The Sixth Sense
Director: M. Night Shyamalan
Screenplay: M. Night Shyamalan
Cast: Bruce Willis, Haley Joel Osment, Toni Collette
NY Distribution Status: now playing (Hollywood)

Grade: C+

Is it just me, or does Bruce Willis only seem to come alive as an actor when he's deeply anguished and/or borderline crazed? As the haunted child psychiatrist in this somber thriller about a young boy who's being haunted rather more literally, he's so blandly self-possessed that he seems to be acting under the influence of heavy tranquilizers; in retrospect, I can almost see how that might make sense, given the character that he's playing, but it still makes for a somewhat leaden viewing experience. Fortunately, Osment picks up the slack and then some, in a role that twenty-five years ago would have been handed immediately to Jodie Foster (the kid's gender isn't really important); he's the consummate pre-adolescent pro, compulsively watchable despite coming across more as a miniature, preternaturally wise adult than as a child. (Thankfully, he's given zero smart-ass dialogue, so you're not rooting for the ghosts to disembowel him.) The premise is strong enough that I had a reasonably good time in spite of the molasses-in-a-Frigidaire pace set by Willis, at least until the whole thing turned woozily therapeutic; I won't rehash the attack on Psych 101 flicks that I launched in my review of Good Will Hunting, since I can simply point you toward it, but suffice to say that the final two reels feature healin' a-plenty.
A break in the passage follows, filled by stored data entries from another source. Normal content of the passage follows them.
PR #583, opened 2022-08-23
Fix `resolveSchemaRef()` to load correctly an other spec. file referenced by `$ref`

masu-mi:
# Fix `resolveSchemaRef()` to load correctly an other spec. file referenced by `$ref`

I can't find contribution guidelines. If you know it, would you let me know it?
At the following case, `resolveSchemaRef()` fails to load other spec. files.

* A schema participate a circular reference.
* The schema has references to component's schema in external spec. files.

## Changes

* Add test case: `TestLoadCircularRefFromFile`
* Change `resolveSchemaRef()` to fix it.

## Cause analysis
`resolveSchemaRef()` miss file path's information during recursive resolving schema reference.
For describe, I'm going use following example.

```directory tree
./testdata
    |- a.yml
    |- b.yml
```

```a.yml
# a.yml
components:
  schemas:
    Foo:
      properties:
        bar:
          $ref: "#/components/schemas/Bar"
        foo2:
          $ref: "b.yml#/components/schemas/Foo"
    Bar:
      properties:
        foo:
          $ref: "#/components/schemas/Foo"
```

```b.yml
# b.yml
components:
  schemas:
    Foo:
      properties:
        id:
          type: string
```

Resolving `Foo`, if process load `foo2` before `bar`, it loads with an order as `Foo` -> `Bar` -> `Foo`.
During 2nd loading `Foo` schema, because `loader.resolveComponent()` set a instance with empty Ref field to `resolved`, the process lost file path information.

Because of golang specification, order of for-loop over map is random, I fail to resolve Foo randomly.

### DIFF
--- a/openapi3/load_cicular_ref_with_external_file_test.go
+++ b/openapi3/load_cicular_ref_with_external_file_test.go
@@ -1,0 +1,30 @@
+//go:build go1.16
+// +build go1.16
+
+package openapi3_test
+
+import (
+	"embed"
+	"fmt"
+	"net/url"
+	"testing"
+
+	"github.com/getkin/kin-openapi/openapi3"
+)
+
+//go:embed testdata/circularRef/*
+var circularResSpecs embed.FS
+
+func TestLoadCircularRefFromFile(t *testing.T) {
+	loader := openapi3.NewLoader()
+	loader.IsExternalRefsAllowed = true
+	loader.ReadFromURIFunc = func(loader *openapi3.Loader, uri *url.URL) ([]byte, error) {
+		return circularResSpecs.ReadFile(uri.Path)
+	}
+
+	doc, err := loader.LoadFromFile("testdata/circularRef/base.yml")
+	if err != nil {
+		t.Error(err)
+	}
+	fmt.Printf("%v\n", doc)
+}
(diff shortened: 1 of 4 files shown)


openapi3/load_cicular_ref_with_external_file_test.go
```diff
@@ -0,0 +1,30 @@
...
+	loader.IsExternalRefsAllowed = true
+	loader.ReadFromURIFunc = func(loader *openapi3.Loader, uri *url.URL) ([]byte, error) {
+		return circularResSpecs.ReadFile(uri.Path)
+	}
+
+	doc, err := loader.LoadFromFile("testdata/circularRef/base.yml")
+	if err != nil {
+		t.Error(err)
+	}
+	fmt.Printf("%v\n", doc)
```
fenollp, line 29: Please use package `require` to assert for absence of error above and presence of correctly parsed data here. 

I'll take care of the go119 fmt changes.

fenollp (changes requested):

fenollp:
Please rebase on top of https://github.com/getkin/kin-openapi/pull/584

masu-mi:
@fenollp Thank you for you feedback. I've rebased this PR and update test code to add assertion with `require` package.

fenollp:
Thanks!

Which brings us, of course, to the ending, which simultaneously improves upon and detracts from everything that's preceded it: on the one hand, it's great masochistic fun, assuming that you didn't guess what was coming, to replay the entire movie in your head and count the number of painfully obvious clues that you somehow overlooked; on the other, the twist is so thoroughly contrived that even I, who happily bought the preposterous conclusions of Arlington Road and The Game, found myself unable to reconcile its inconsistencies and contradictions.* It's clever but unsatisfying, and that'll do nicely as a description of the film itself, come to think.
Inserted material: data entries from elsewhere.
PR #592, opened 2022-09-08
Examples validation

### LINKED ISSUE #588: Examples not being validated
As per #526 I'd expect schema `examples` to be validated as well, but I can't get these tests to fail validation using either `examples` or `example` (this one not implemented afaik). Am I missing something in the code below?

```go
package openapi3

import (
	"testing"

)

func TestExamplesValidation(t *testing.T) {
	spec := []byte(`
openapi: 3.0.0

paths:
  /user:
    post:
      description: User creation.
      operationId: createUser
      requestBody:
        content:
          application/json:
            schema:
              $ref: "#/components/schemas/CreateUserRequest"
            examples:
              BadUser:
                $ref: '#/components/examples/BadUser'
        description: Created user object
        required: true
      responses:
        "201":
          content:
            application/json:
              schema:
                $ref: "#/components/schemas/CreateUserResponse"
          description: successful operation
      # security:
      #   - api_key: []
      summary: creates a new user
      tags:
        - user
components:
  schemas:
    CreateUserRequest:
      description: represents a new User
      example:
        username: "]bad["
        email: bad
        password: short
      required:
        - username
        - email
        - password
      properties:
        username:
          type: string
          pattern: "^[ a-zA-Z0-9_-]+$"
          minLength: 3
        email:
          type: string
          pattern: "^[A-Za-z0-9+_.-]+@(.+)$"
        password:
          type: string
          minLength: 7
      title: a User
      type: object
    CreateUserResponse:
      description: represents the response to a User creation
      properties:
        access_token:
          type: string
        user_id:
          format: int64
          type: integer
      type: object
# implemented in #526
  examples:
    BadUser:
      value:
        username: "]bad["
        email: bad
        password: short
info:
  title: An API
  version: 1.2.3.4
`)

	loader := NewLoader()

	doc, err := loader.LoadFromData(spec)
	require.NoError(t, err)

	err = doc.Validate(loader.Context)
	require.Error(t, err) // FAIL
}
```

**EDIT**: well this explains it:

```go
// Validate returns an error if Example does not comply with the OpenAPI spec.
func (example *Example) Validate(ctx context.Context) error {
	return nil // TODO
}
```

Is this being worked on/planned/would accept a PR for it?

danicc097:
First draft to fix #588. Let me know what you think @fenollp before digging more into it and having proper tests.

Should this be non-configurable? Based on the spec: 

> Tooling implementations MAY choose to validate compatibility automatically, and reject the example value(s) if incompatible.`


openapi3/example.go
```diff
@@ -55,5 +55,9 @@ func (example *Example) UnmarshalJSON(data []byte) error {
 
 // Validate returns an error if Example does not comply with the OpenAPI spec.
 func (example *Example) Validate(ctx context.Context) error {
-	return nil // TODO
+	if v := example.Value; v == nil && example.ExternalValue == "" {
+		return fmt.Errorf("example has no value field")
+	}
+
```
fenollp, line 61: I'd also add some code that ensures
>  The value field and externalValue field are mutually exclusive.

openapi3/example_validation_test.go
```diff
@@ -0,0 +1,268 @@
...
+
+	doc, err := loader.LoadFromData(spec)
+	require.NoError(t, err)
+
+	err = doc.Validate(loader.Context)
+	t.Logf("error: %v", err)
+	require.Error(t, err)
+}
+
+// XXX should this be a validation error or skipped?
```
fenollp, line 247: This should be an error complaining that either `value` or `externalValue` should be set.

openapi3/example_validation_test.go
```diff
@@ -0,0 +1,268 @@
...
+      properties:
+        access_token:
+          type: string
+        user_id:
+          format: int64
+          type: integer
+      type: object
+info:
+  title: An API
+  version: 1.2.3.4
```
fenollp, line 234: I see these docs are mostly the same and are quite large in that it's not easy to notice their differences. Maybe use string concatenation to show the reusable parts and the differing parts.

openapi3/example_validation.go
```diff
@@ -0,0 +1,18 @@
+package openapi3
+
+import (
+	"context"
+)
+
+func ValidateExampleValue(ctx context.Context, input interface{}, schema *Schema) error {
+	opts := make([]SchemaValidationOption, 0, 3) // 3 potential opts here
```
fenollp, line 8: I only see two...

openapi3/example_validation.go
```diff
@@ -0,0 +1,18 @@
...
+	opts = append(opts, VisitAsRequest())
```
fenollp, line 9: Then what about examples in responses?

openapi3/media_type.go
```diff
@@ -80,7 +81,22 @@ func (mediaType *MediaType) Validate(ctx context.Context) error {
 		if err := schema.Validate(ctx); err != nil {
 			return err
 		}
+		if example := mediaType.Example; example != nil {
+			if err := ValidateExampleValue(ctx, example, schema.Value); err != nil {
+				return err
+			}
+		} else if examples := mediaType.Examples; examples != nil {
```
fenollp, line 88: This needs another check that ensures
>  The example object is mutually exclusive of the examples object.

openapi3/refs.go
```diff
@@ -290,6 +291,12 @@ func (value *SchemaRef) UnmarshalJSON(data []byte) error {
 // Validate returns an error if SchemaRef does not comply with the OpenAPI spec.
 func (value *SchemaRef) Validate(ctx context.Context) error {
 	if v := value.Value; v != nil {
+		if x := v.Example; x != nil {
+			if err := ValidateExampleValue(ctx, x, v); err != nil {
+				return fmt.Errorf("invalid schema example: %s", err)
+			}
+		}
+
```
fenollp, line 299: Actually this must go within `func (schema *Schema) Validate(ctx context.Context) error {...}` otherwise validating schemas without dereferencing a `$ref` won't go through this code.

fenollp (changes requested):
Thanks for taking the time to do this :)

---

> Should this be non-configurable? Based on the spec:
>>    Tooling implementations MAY choose to validate compatibility automatically, and reject the example value(s) if incompatible.`

We recently merged #590 which added https://github.com/getkin/kin-openapi/blob/46603c3b350c28a74763bda34fd4fe2142a76145/openapi3/validation_options.go#L9-L12
so I'd suggest to add an option there with strict defaults.

openapi3/example_validation.go
danicc097: Very true + added tests for this

openapi3/example_validation_test.go
danicc097: It certainly was a bad idea to choose YAML for this. Let me know if now it's decent enough or should refactor to JSON/build it from structs

danicc097:
I think that should cover just about everything (valid request, response and schema examples or disabled validation flag raise no error at all, else it errors out). Thanks for the inputs and if you have any further comments PLMK

openapi3/media_type.go
```diff
@@ -73,14 +74,37 @@ func (mediaType *MediaType) UnmarshalJSON(data []byte) error {
 
 // Validate returns an error if MediaType does not comply with the OpenAPI spec.
 func (mediaType *MediaType) Validate(ctx context.Context) error {
+	validationOpts := getValidationOptions(ctx)
```
fenollp, line 77: Think of the hot path. Move this where it's used `if validationOpts := getValidationOptions(ctx); validationOpts.ExamplesValidationDisabled { ...`

openapi3/example_validation.go
```diff
@@ -0,0 +1,19 @@
+package openapi3
+
+import (
+	"context"
+)
+
+func ValidateExampleValue(ctx context.Context, input interface{}, schema *Schema) error {
```
fenollp, line 7: Why is this public?

openapi3/example.go
```diff
@@ -55,5 +56,17 @@ func (example *Example) UnmarshalJSON(data []byte) error {
 
 // Validate returns an error if Example does not comply with the OpenAPI spec.
 func (example *Example) Validate(ctx context.Context) error {
-	return nil // TODO
+	validationOpts := getValidationOptions(ctx)
+
+	if validationOpts.ExamplesValidationDisabled {
```
fenollp, line 61: Not that kind of validation. The validation of the example against the schema should be opt-out, the validation of the example object should not.

openapi3/example_validation.go
```diff
@@ -0,0 +1,19 @@
...
+	opts := make([]SchemaValidationOption, 0, 3) // 3 potential opts here
+	opts = append(opts, VisitAsResponse())
+	opts = append(opts, VisitAsRequest())
```
fenollp, line 10: What are you trying to do with these options here and how do you think this gets tested?

fenollp (changes requested):

danicc097:
I added parameters validation which I completely forgot and implemented all changes requested. Do you prefer the `mustErr` field  trick for example object validation or duplicate to its own `TestExamplesValidation` and rename the rest to `TestExamplesSchemaValidation` or something like that?

openapi3/example_validation_test.go
```diff
@@ -8,22 +8,51 @@ import (
...
-		errContains            string
-		raisesValidationErr    bool
+		name                    string
+		requestSchemaExample    string
+		responseSchemaExample   string
+		mediaTypeRequestExample string
+		parametersExample       string
+		componentExamples       string
+		errContains             string
+		mustErr                 bool
```
fenollp, line 19: To me `mustErr` is redundant with `errContains`: `mustErr = errContains != ""`.

openapi3/parameter.go
```diff
@@ -307,6 +307,26 @@ func (parameter *Parameter) Validate(ctx context.Context) error {
 		if err := schema.Validate(ctx); err != nil {
 			return fmt.Errorf("parameter %q schema is invalid: %v", parameter.Name, err)
 		}
+		if parameter.Example != nil && parameter.Examples != nil {
+			return fmt.Errorf("%s: example and examples are mutually exclusive", schema.Ref)
```
fenollp, line 311:
```suggestion
			return fmt.Errorf("parameter %q example and examples are mutually exclusive", parameter.Name)
```

openapi3/media_type.go
```diff
@@ -80,7 +81,28 @@ func (mediaType *MediaType) Validate(ctx context.Context) error {
 		if err := schema.Validate(ctx); err != nil {
 			return err
 		}
+		if mediaType.Example != nil && mediaType.Examples != nil {
+			return fmt.Errorf("%s: example and examples are mutually exclusive", schema.Ref)
```
fenollp, line 85: `schema.Ref` can be empty. You'll have to use something else :)

openapi3/parameter.go
```diff
@@ -307,6 +307,26 @@ func (parameter *Parameter) Validate(ctx context.Context) error {
...
+		}
+		if validationOpts := getValidationOptions(ctx); validationOpts.ExamplesValidationDisabled {
+			return nil
```
fenollp, line 314: Can't return here. There's non-Example code below this block...

fenollp (changes requested):

openapi3/example_validation_test.go
```diff
@@ -0,0 +1,426 @@
...
+					} else {
+						require.NoError(t, err)
+					}
+				})
+			}
+		})
+	}
+}
+
+func TestExampleObjectValidation(t *testing.T) {
```
danicc097, line 261: to get rid of `mustErr` and make intent clearer

openapi3/example_validation.go
```diff
@@ -0,0 +1,9 @@
+package openapi3
+
+import (
+	"context"
+)
+
+func validateExampleValue(ctx context.Context, input interface{}, schema *Schema) error {
```
fenollp, line 7:
```suggestion
func validateExampleValue(input interface{}, schema *Schema) error {
```

openapi3/media_type.go
```diff
@@ -80,7 +82,28 @@ func (mediaType *MediaType) Validate(ctx context.Context) error {
...
 			return err
 		}
+		if mediaType.Example != nil && mediaType.Examples != nil {
+			return errors.New("example and examples are mutually exclusive")
+		}
+		if validationOpts := getValidationOptions(ctx); validationOpts.ExamplesValidationDisabled {
+			return nil
+		}
+		if example := mediaType.Example; example != nil {
+			if err := validateExampleValue(ctx, example, schema.Value); err != nil {
```
fenollp, line 92:
```suggestion
			if err := validateExampleValue(example, schema.Value); err != nil {
```

openapi3/media_type.go
```diff
@@ -80,7 +82,28 @@ func (mediaType *MediaType) Validate(ctx context.Context) error {
...
+				return err
+			}
+		} else if examples := mediaType.Examples; examples != nil {
+			for k, v := range examples {
+				if err := v.Validate(ctx); err != nil {
+					return fmt.Errorf("%s: %s", k, err)
+				}
+				if err := validateExampleValue(ctx, v.Value.Value, schema.Value); err != nil {
```
fenollp, line 100:
```suggestion
				if err := validateExampleValue(v.Value.Value, schema.Value); err != nil {
```

openapi3/parameter.go
```diff
@@ -303,16 +303,38 @@ func (parameter *Parameter) Validate(ctx context.Context) error {
...
+			return fmt.Errorf("parameter %q schema is invalid: %v", parameter.Name, err)
+		}
+		if parameter.Example != nil && parameter.Examples != nil {
+			return fmt.Errorf("parameter %q example and examples are mutually exclusive", parameter.Name)
+		}
+		if validationOpts := getValidationOptions(ctx); validationOpts.ExamplesValidationDisabled {
+			return nil
+		}
+		if example := parameter.Example; example != nil {
+			if err := validateExampleValue(ctx, example, schema.Value); err != nil {
```
fenollp, line 324:
```suggestion
			if err := validateExampleValue(example, schema.Value); err != nil {
```

openapi3/parameter.go
```diff
@@ -303,16 +303,38 @@ func (parameter *Parameter) Validate(ctx context.Context) error {
...
+				return err
+			}
+		} else if examples := parameter.Examples; examples != nil {
+			for k, v := range examples {
+				if err := v.Validate(ctx); err != nil {
+					return fmt.Errorf("%s: %s", k, err)
+				}
+				if err := validateExampleValue(ctx, v.Value.Value, schema.Value); err != nil {
```
fenollp, line 332:
```suggestion
				if err := validateExampleValue(v.Value.Value, schema.Value); err != nil {
```

openapi3/schema.go
```diff
@@ -753,6 +753,12 @@ func (schema *Schema) validate(ctx context.Context, stack []*Schema) (err error)
 		}
 	}
 
+	if x := schema.Example; x != nil && !validationOpts.ExamplesValidationDisabled {
+		if err := validateExampleValue(ctx, x, schema); err != nil {
```
fenollp, line 757:
```suggestion
		if err := validateExampleValue(x, schema); err != nil {
```

fenollp (approved):

fenollp:
Thanks a lot for this work! 

I note support for `readOnly` and `writeOnly` schema fields is missing (see [spec the here](https://github.com/OAI/OpenAPI-Specification/blob/main/versions/3.0.0.md#fixed-fields-20)). This is where `VisitAsRequest()` should be employed when validating examples that go in requests and respectively `VisitAsResponse()` responses. Let's do this as another PR!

* (I couldn't fit it neatly into the body of the review, but I would like to note that your acceptance/understanding of one of the film's subplots requires you to be familiar with an exceedingly strange psychological disorder called Munchausen Syndrome by Proxy, which I confess that I was not. I wound up searching for basic info on the web after I got home, after reading a Usenet post in which the syndrome was mentioned by name; if you're as clueless as I was, you might want to look into it in advance. Don't worry, it's not much of a spoiler.)